Laporkan Masalah

The Environmental Aspects of Ibu Kota Nusantara in Indonesia’s Capital Relocation: Comparative Analysis of Mass Media from Tempo and Detik Using the Narratives Policy Framework (2023-2025)

Hikhmal Dewayani, Dr. Pradhikna Yunik Nurhayati

2026 | Skripsi | ILMU ADMINISTRASI NEGARA (MANAJEMEN DAN KEBIJAKAN PUBLIK)
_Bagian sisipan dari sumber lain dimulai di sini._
Issue #1709, opened 2023-04-07
Simplify and generalize powers of 2 lemmas


ehildenb:
We have many lemmas calling out specific powers of 2 (see, for example: https://github.com/runtimeverification/evm-semantics/pull/1662/files#r1160865517 and https://github.com/runtimeverification/evm-semantics/pull/1662/files#r1160866673).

Penelitian ini menganalisis bagaimana media massa Indonesia membangun narasi lingkungan mengenai pemindahan ibu kota negara dari Jakarta ke Ibu Kota Nusantara (IKN) dengan menggunakan Narrative Policy Framework (NPF). Dengan menerapkan analisis isi kualitatif, penulis membandingkan 52 artikel berita daring yang diterbitkan oleh Tempo dan Detik pada periode 2023–2025 untuk mengkaji unsur-unsur naratif, termasuk latar, pernyataan masalah, mekanisme kausal, tokoh, alur cerita, serta pesan moral (pelajaran kebijakan) dalam pemberitaan masing-masing media. Temuan penelitian menunjukkan konstruksi narasi yang kontras: Detik secara konsisten menggambarkan pemerintah dan Otorita IKN sebagai pahlawan yang memimpin transformasi “hijau”, dengan membingkai kebijakan lingkungan sebagai tantangan teknokratis dan manajerial. Sebaliknya, Tempo.co memposisikan pemerintah sebagai tokoh antagonis utama yang bertanggung jawab atas deforestasi, penggusuran masyarakat adat, dan degradasi ekologis, sementara organisasi masyarakat sipil, peneliti, dan komunitas lokal muncul sebagai pahlawan moral yang membela keadilan lingkungan. Perbedaan penggambaran ini menunjukkan bagaimana media massa berfungsi sebagai aktor naratif yang membentuk legitimasi serta memperebutkan wacana kebijakan. Penelitian ini menyimpulkan bahwa isu-isu lingkungan dalam perdebatan IKN tidak hanya merupakan persoalan teknis, tetapi juga narasi moral dan politik yang diperdebatkan, yang mencerminkan ketegangan yang lebih luas antara legitimasi birokrasi dan akuntabilitas demokratis dalam tata kelola lingkungan di Indonesia.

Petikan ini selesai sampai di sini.